Stored data
PR #1351, opened 2026-06-06
Archive Prototype

tabascq:
Creates a view of an event where all puzzles can be seen without needing to register.

This view is only available when the event is over.

The view offers a restricted set of features and links.

The hope is that a website downloader can be configured to quickly turn this view into a static event archive, but we'll need to deploy in order to test that and polish.

Future work in this area can provide unlocking and answer submission driven by localStorage, so that static archived events are actually playable.

### DIFF
--- a/ServerCore/Areas/Identity/UserAuthorizationPolicy/AuthorizationHelper.cs
+++ b/ServerCore/Areas/Identity/UserAuthorizationPolicy/AuthorizationHelper.cs
@@ -154,13 +154,23 @@ namespace ServerCore.Areas.Identity
         public async Task IsPlayerRegisteredForEvent(AuthorizationHandlerContext authContext, IAuthorizationRequirement requirement)
         {
             EventRole role = GetEventRoleFromRoute();
+            Event thisEvent = await GetEventFromRoute();
+
+            if (role == EventRole.archive)
+            {
+                if (thisEvent.CanArchive)
+                {
+                    authContext.Succeed(requirement);
+                }
+                return;
+            }
+
             if (role != EventRole.play)
             {
                 return;
             }
 
             PuzzleUser puzzleUser = await PuzzleUser.GetPuzzleUserForCurrentUser(dbContext, authContext.User, userManager);
-            Event thisEvent = await GetEventFromRoute();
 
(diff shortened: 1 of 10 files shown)


ServerCore/Pages/Submissions/Index.cshtml.cs
```diff
@@ -345,7 +345,25 @@ private async Task SetupContext(int puzzleId)
 
             IsPuzzleForSinglePlayer = Puzzle.IsForSinglePlayer;
             List<SubmissionView> submissionViews = new List<SubmissionView>();
-            if (Puzzle.IsForSinglePlayer)
+            if (EventRole == EventRole.archive)
+            {
+                PuzzleState = new PuzzleStatePerTeam();
```
digit01Wave, line 352: This only gets the team submissions. Do we care about the singlePlayerPuzzleSubmissions?

ServerCore/Areas/Identity/UserAuthorizationPolicy/AuthorizationHelper.cs
```diff
@@ -220,11 +230,22 @@ public async Task IsPlayerOnTeamCheck(AuthorizationHandlerContext authContext, I
 
         public async Task PlayerCanSeePuzzleCheck(AuthorizationHandlerContext authContext, IAuthorizationRequirement requirement)
         {
+            EventRole role = GetEventRoleFromRoute();
+            Event thisEvent = await GetEventFromRoute();
```
digit01Wave, line 234: [nit]: Can this be lazily evaluated so that we only actually await this when we need it?

digit01Wave (approved):

ServerCore/Areas/Identity/UserAuthorizationPolicy/AuthorizationHelper.cs
tabascq: The only case that does not need both of these is the non-Archive non-PuzzleUser case that returns on line 246, which is rare enough that I don't think we need to optimize for it.

ServerCore/Pages/Submissions/Index.cshtml.cs
tabascq: This actually works for both; I am using this because the base class has no public constructor. I'll add a comment to state this, for clarity.

digit01Wave (approved):

PR #1365, opened 2026-06-22
Fix #1360

tabascq:
PresenceComponent has a ReadOnly flag that nobody is using, but looks safe. But since it isn't being called yet, please give that a review too.

### DIFF
--- a/ServerCore/Pages/Submissions/Index.cshtml
+++ b/ServerCore/Pages/Submissions/Index.cshtml
@@ -423,7 +423,7 @@
                         }
                         @if (!Model.IsPuzzleForSinglePlayer && !Model.Event.EphemeralHackKillPresence)
                         {
-                            <component type="typeof(ServerCore.Pages.Components.PresenceComponent)" render-mode="Server" param-PuzzleUserId="@Model.LoggedInUser.ID" param-TeamId="@Model.Team.ID" param-PuzzleId="@Model.Puzzle.ID" />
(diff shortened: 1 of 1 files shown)


ServerCore/Pages/Submissions/Index.cshtml
```diff
@@ -423,7 +423,7 @@
                         }
                         @if (!Model.IsPuzzleForSinglePlayer && !Model.Event.EphemeralHackKillPresence)
                         {
-                            <component type="typeof(ServerCore.Pages.Components.PresenceComponent)" render-mode="Server" param-PuzzleUserId="@Model.LoggedInUser.ID" param-TeamId="@Model.Team.ID" param-PuzzleId="@Model.Puzzle.ID" />
+                        <component type="typeof(ServerCore.Pages.Components.PresenceComponent)" render-mode="Server" param-PuzzleUserId="@Model.LoggedInUser.ID" param-TeamId="@Model.Team.ID" param-PuzzleId="@Model.Puzzle.ID" param-ReadOnly="@(Model.EventRole != ModelBases.EventRole.play)"  />
```
morganbr: The parameter is IsReadOnly (not ReadOnly). The code in the presence component looks correct, but you should be able to verify by checking the presence view in the corner.

morganbr (changes requested):

ServerCore/Pages/Submissions/Index.cshtml
tabascq: Oops :-) Good catch, thanks! I actually ran it this time and it appears to work.

digit01Wave (approved):

digit01Wave (approved):

morganbr (approved):

PR #27, opened 2022-07-18
Solution

4ndyua:


cinema/views.py
```diff
@@ -76,16 +86,18 @@ def get_serializer_class(self):
         return MovieSerializer
 
 
-class MovieSessionViewSet(viewsets.ModelViewSet):
+class MovieSessionViewSet(mixins.ListModelMixin, mixins.CreateModelMixin, mixins.RetrieveModelMixin,
```
KatiukhaO, line 89: It`s correct. But, I think, you should to stat this view Model View Set, because, you don't change behavior when you use all generics mixins

cinema_service/urls.py
```diff
@@ -5,4 +5,5 @@
     path("admin/", admin.site.urls),
     path("api/cinema/", include("cinema.urls", namespace="cinema")),
     path("__debug__/", include("debug_toolbar.urls")),
+    path("api/user/", include("user.urls", namespace="user")),
```
KatiukhaO, line 8: I'm not sure, but how to set the order of endpoints so that debug is last? I just read the code better when the debug is over

KatiukhaO (approved):

MasterpieceElbow (approved):

PR #30, opened 2022-07-19
Solution

vasylhnatiuk:


cinema/views.py
```diff
@@ -2,9 +2,16 @@
 
 from django.db.models import F, Count
 from rest_framework import viewsets
+from rest_framework.authentication import TokenAuthentication
+from rest_framework.mixins import ListModelMixin, \
```
KatiukhaO, line 6: When you have a long tape of imports, it is better to put all these imports in brackets and make a transfer

cinema/views.py
```diff
@@ -76,7 +96,14 @@ def get_serializer_class(self):
         return MovieSerializer
 
 
-class MovieSessionViewSet(viewsets.ModelViewSet):
+class MovieSessionViewSet(
```
KatiukhaO, line 99: It`s correct. But, I think, you should to stat this view Model View Set, because, you don't change behavior when you use all generics mixins

KatiukhaO (approved):

MasterpieceElbow (approved):

PR #32, opened 2022-07-19
'Solution'

Yurnerroo:


cinema/views.py
```diff
@@ -117,12 +148,18 @@ class OrderPagination(PageNumberPagination):
...
+    mixins.CreateModelMixin,
+    viewsets.GenericViewSet
+):
     queryset = Order.objects.all().prefetch_related(
         "tickets__movie_session__movie", "tickets__movie_session__cinema_hall"
     )
     serializer_class = OrderSerializer
     pagination_class = OrderPagination
+    authentication_classes = (TokenAuthentication,)
+    permission_classes = (IsAdminOrIfAuthenticatedReadOnly,)
```
daria-niklaevna, line 162: We have task №4: We should give the ability for authenticated users to create order

MasterpieceElbow (approved):

PR #67, opened 2022-11-21
Solution

olia-trofymchuk:


cinema/views.py
```diff
@@ -21,24 +24,45 @@
...
 
 
-class GenreViewSet(viewsets.ModelViewSet):
+class GenreViewSet(
+    mixins.ListModelMixin, mixins.CreateModelMixin, viewsets.GenericViewSet
+):
     queryset = Genre.objects.all()
     serializer_class = GenreSerializer
+    authentication_classes = (TokenAuthentication,)
+    permission_classes = [IsAdminOrIfAuthenticatedReadOnly]
```
mltdll, line 33: For some reason, you use a list here, but tuples for other settings like this.

mltdll (approved):

cinema/views.py
Nattalli: I wouldn't have even noticed it, but I agree, it's strange 😄

Nattalli: It's not a mistake, but try to stick to one code style in the future 🤝

Nattalli (approved):
👍🏻

PR #74, opened 2022-11-22
Solution

linaSam:


cinema/views.py
```diff
@@ -118,12 +148,23 @@ class OrderPagination(PageNumberPagination):
...
+):
     queryset = Order.objects.all().prefetch_related(
         "tickets__movie_session__movie", "tickets__movie_session__cinema_hall"
     )
     serializer_class = OrderSerializer
     pagination_class = OrderPagination
+    authentication_classes = (TokenAuthentication,)
+    permission_classes = (IsAuthenticated,)
+
+    def get_permissions(self):
```
wQuelS, line 164: i don't know if it is a mistake, but this class already inherits from CreateModelMixin and has his own permission class. For me this method seems a bit redundant. If you don't agree just skip my reject, and let's wait what mento says :)

wQuelS (changes requested):
I really like your code. I've left only one comment

cinema/views.py
linaSam: agree - seems that it doesn't do much here) thanks!

linaSam: i agree with you - seems like it doesn't do much here) thanks!

Nattalli (approved):
good job!

PR #86, opened 2022-11-22
Solution!

ketstap162:


wQuelS (changes requested):
I guess you have to remove json file with data from your PR. Also, i guess , it is not a mistake, but it is better to use tuples instead of lists, if you can

wQuelS (approved):

cinema/models.py
```diff
@@ -94,7 +94,8 @@ def validate_ticket(row, seat, cinema_hall, error_to_raise):
             if not (1 <= ticket_attr_value <= count_attrs):
                 raise error_to_raise(
                     {
-                        ticket_attr_name: f"{ticket_attr_name} number must be in available range: "
+                        ticket_attr_name: f"{ticket_attr_name} "
+                        f"number must be in available range: "
```
Y-Havryliv, line 98: don't overuse f-strings

user/serializers.py
```diff
@@ -1 +1,29 @@
...
+        return get_user_model().objects.create_user(**validated_data)
+
+    def update(self, instance, validated_data):
+        password = validated_data.pop("password", None)
+        user = super().update(instance, validated_data)
+
+        if password:
+            user.set_password(password)
+
+        user.save()
```
Y-Havryliv, line 27: it's better to save user in the if-statement

Y-Havryliv (changes requested):

user/serializers.py
ketstap162: I think it's bad idea, because we will not be able to change other user data without changing his password.

Nattalli: but according to your code: if there is no password, then the user is updated anyway... It seems not OK

Nattalli (changes requested):

user/serializers.py
ketstap162: `if password: user.set_password`
It's not password check. It's just update... You can write other password, not valid, and user password will be update

Nattalli (approved):

PR #102, opened 2022-12-10
Solution

Vlad-Peresta:


user/permissions.py
```diff
@@ -0,0 +1,13 @@
...
+class IsAdminOrIfAuthenticatedReadOnly(BasePermission):
+    def has_permission(self, request, view):
+        return bool(
+            (
+                request.method in SAFE_METHODS
+                and request.user
+                and request.user.is_authenticated
+            )
+            or (request.user and request.user.is_staff)
+        )
```
Serhii-Leonenko, line 13: permissions should be in cinema/

Serhii-Leonenko (changes requested):

user/permissions.py
Vlad-Peresta: Ok, but I thought that permissions related with user should be in /user

OleksandrPozden (approved):

PR #118, opened 2023-02-01
Solution

ansicat:


cinema/views.py
```diff
@@ -24,21 +27,61 @@
...
+    authentication_classes = (TokenAuthentication,)
+
+    def get_permissions(self):
+        if self.action in ("list", "create"):
+            return [
+                permission()
+                for permission in [IsAdminOrIfAuthenticatedReadOnly]
+            ]
+
+        raise exceptions.NotFound
```
ArsenPidhoretskyi: This is not needed. You need to change inheritance
You can use mixins: https://www.django-rest-framework.org/api-guide/generic-views/#mixins
And then add permission_classes = (IsAdminOrAuthenticatedOrReadOnly, )
**Fix in all places**

ArsenPidhoretskyi (changes requested):

ArsenPidhoretskyi (approved):
Well done!

PR #130, opened 2023-03-07
Solution

Paul-Starodub:


cinema/models.py
```diff
@@ -12,52 +14,56 @@ class CinemaHall(models.Model):
...
-    def __str__(self):
-        return self.first_name + " " + self.last_name
+    def __str__(self) -> str:
+        return self.full_name
 
     @property
-    def full_name(self):
-        return f"{self.first_name} {self.last_name}"
+    def full_name(self) -> str:
+        return self.first_name + " " + self.last_name
```
ArsenPidhoretskyi: No no return to f-string
It is more better that concatenate

ArsenPidhoretskyi (changes requested):

cinema/models.py
Paul-Starodub: Ok

ArsenPidhoretskyi (approved):
well done!

PR #139, opened 2023-03-22
Solution

derkach55:


ArsenPidhoretskyi (approved):
Good job. But typing does not exist

PR #156, opened 2023-04-08
Solution

SergiiMachulin:


Morty67 (approved):

user/permissions.py
```diff
@@ -0,0 +1,13 @@
...
+class IsAdminOrIfAuthenticatedReadOnly(BasePermission):
+    def has_permission(self, request, view) -> bool:
+        return bool(
+            (
+                request.method in SAFE_METHODS
+                and request.user
+                and request.user.is_authenticated
+            )
+            or (request.user and request.user.is_staff)
+        )
```
YuriiKindrat: i think it is better to move this file to the cinema app, cause u are using this permission only there

YuriiKindrat (changes requested):

YuriiKindrat (approved):

PR #166, opened 2023-04-10
solution

amber-marichi:


inrock1 (approved):
Nice.

cinema/views.py
```diff
@@ -118,12 +147,23 @@ class OrderPagination(PageNumberPagination):
...
     )
     serializer_class = OrderSerializer
     pagination_class = OrderPagination
+    authentication_classes = (TokenAuthentication, )
+    permission_classes = (IsAdminOrIfAuthenticatedReadOnly, )
+
+    def get_permissions(self):
+        if self.action == "create":
+            return [IsAuthenticated()]
+        return super().get_permissions()
```
Serhii-Leonenko: For what purpose do you need this method here, I think IsAuthenticated is ok for this case if you use it like permission_class attribute

Serhii-Leonenko (changes requested):

cinema/views.py
amber-marichi: you are right, seems i was trying too hard to combine IsAuthenticated with custom permission class :) fixed now

wQuelS (approved):
Good

PR #177, opened 2023-04-10
Learn flow

NEkropo1:


ada-krav (approved):

cinema/views.py
```diff
@@ -131,8 +147,14 @@ def get_queryset(self):
...
 
     def perform_create(self, serializer):
         serializer.save(user=self.request.user)
+
+    def get_permissions(self):
+        if self.action == "create":
+            self.permission_classes = (IsAuthenticated,)
+        else:
+            self.permission_classes = (IsAdminOrIfAuthenticatedReadOnly,)
+        return [permission() for permission in self.permission_classes]
```
YuriiKindrat: why do u need this? u can use IsAuthenticated for all methods here, cause list is in SAFE_METHODS

cinema_service/permissions.py
```diff
@@ -0,0 +1,23 @@
+from rest_framework.permissions import BasePermission, SAFE_METHODS
+
+SAFE_LIST = (
+    "list",
+    "create",
+)
```
YuriiKindrat: why do u need this ?

YuriiKindrat (changes requested):

cinema_service/permissions.py
NEkropo1: Actually not sure how it worked, but I remember that something wasn't explicitly managed in default safe_methods, so I redefined them, I'll fix it in a while

NEkropo1: Yup that was just testing on how can we redefine permissions, totally redundant )

cinema/views.py
NEkropo1: Actually I was thinking about other methods, pretty long time, till I mentioned parent classes)
Should be more scrupulous, for sure.

Serhii-Leonenko (approved):

PR #178, opened 2023-04-10
Solution

oksana-feshchenko:


cinema/views.py
```diff
@@ -21,24 +24,49 @@
 )
 
 
-class GenreViewSet(viewsets.ModelViewSet):
+class GenreViewSet(
+    mixins.ListModelMixin,
+    mixins.CreateModelMixin,
+    viewsets.GenericViewSet
+):
```
ZhAlexR, line 31: you can just use `generics.ListCreateAPIView` here instead all classes which were inherited

cinema/views.py
```diff
@@ -118,12 +148,18 @@ class OrderPagination(PageNumberPagination):
...
-class OrderViewSet(viewsets.ModelViewSet):
+class OrderViewSet(
+    mixins.ListModelMixin,
+    mixins.CreateModelMixin,
+    viewsets.GenericViewSet,
+):
     queryset = Order.objects.prefetch_related(
         "tickets__movie_session__movie", "tickets__movie_session__cinema_hall"
     )
     serializer_class = OrderSerializer
```
ZhAlexR, line 159: you do need to provide `serializer_class` here if you will overload this in `get_serializer_class` below.

ZhAlexR (approved):

cinema/views.py
Serhii-Leonenko: but after that, you cannot use routers

Serhii-Leonenko (approved):

PR #205, opened 2023-05-09
Solution

avkpol:


ArsenPidhoretskyi (changes requested):
Tests are not passed
image
Also this is not completed

avkpol:
code is corrected, permissions are customized, and what else? Why do codes pass in Pycharm and fail in git? Are tests the same? How can I check in Pycharm if I make all correct?

ArsenPidhoretskyi:
Ca nyou pin a screenshot with tests?
Now you does not complete the task. See description. You must allow only this apis. You must change ModelView set to another View

ArsenPidhoretskyi (changes requested):
Changes requested

vasylhnatiuk (approved):
Good job

vasylhnatiuk (approved):

PR #207, opened 2023-05-11
Develop

alina-boichenko:


cinema/views.py
```diff
@@ -136,3 +157,8 @@ def get_serializer_class(self):
 
     def perform_create(self, serializer):
         serializer.save(user=self.request.user)
+
+    def get_permissions(self):
+        if self.action not in ("list", "create"):
+            raise NotFound
```
ArsenPidhoretskyi: It is not true. It is mean you can not find object by id. Which is not true in this case
image

ArsenPidhoretskyi (changes requested):

user/serializers.py
```diff
@@ -1 +1,24 @@
...
+        extra_kwargs = {"password": {"write_only": True, "min_length": 5}}
+
+    def create(self, validated_data):
+        return get_user_model().objects.create_user(**validated_data)
+
+    def update(self, instance, validated_data):
+        password = validated_data.pop("password", None)
+        user = super().update(instance, validated_data)
+
+        if password:
```
Grayder0152, line 20:
```suggestion
        if password is not None:
```

Grayder0152 (approved):

PR #208, opened 2023-05-13
Solution

Paul-Maslov:


Bohdan-Salamakha (changes requested):
fix tests

cinema/views.py
```diff
@@ -21,24 +26,32 @@
 )
 
 
-class GenreViewSet(viewsets.ModelViewSet):
+class GenreViewSet(generics.ListCreateAPIView):
     queryset = Genre.objects.all()
     serializer_class = GenreSerializer
+    authentication_classes = (TokenAuthentication,)
+    permission_classes = (IsAdminOrIfAuthenticatedReadOnly,)
```
Bohdan-Salamakha: add TokenAuthentication to the default authentication_classes in settings.py

Bohdan-Salamakha (changes requested):
v1

cinema/views.py
Paul-Maslov: But if i do it, the original 3 tests will fall. They raise errors but with another code

Bohdan-Salamakha (changes requested):
fix flake8

Bohdan-Salamakha (approved):

PR #216, opened 2023-06-01
Solution

andrii-skryl:


cinema/views.py
```diff
@@ -75,6 +87,11 @@ def get_serializer_class(self):
 
         return MovieSerializer
 
+    def get_permissions(self):
+        if self.action not in ("list", "create", "retrieve"):
```
olena-hul: You can just use List, Create, Retrieve mixins

cinema/views.py
```diff
@@ -136,3 +157,8 @@ def get_serializer_class(self):
 
     def perform_create(self, serializer):
         serializer.save(user=self.request.user)
+
+    def get_permissions(self):
+        if self.action not in ("list", "create"):
```
olena-hul: Use List and Create mixins

olena-hul (changes requested):

Bohdan-Salamakha (changes requested):

Bohdan-Salamakha (approved):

* _What needs to be done_:
Tally every line in these entries where the string "Maslov" occurs. The tally alone is the answer.

* _Worked solution_:
2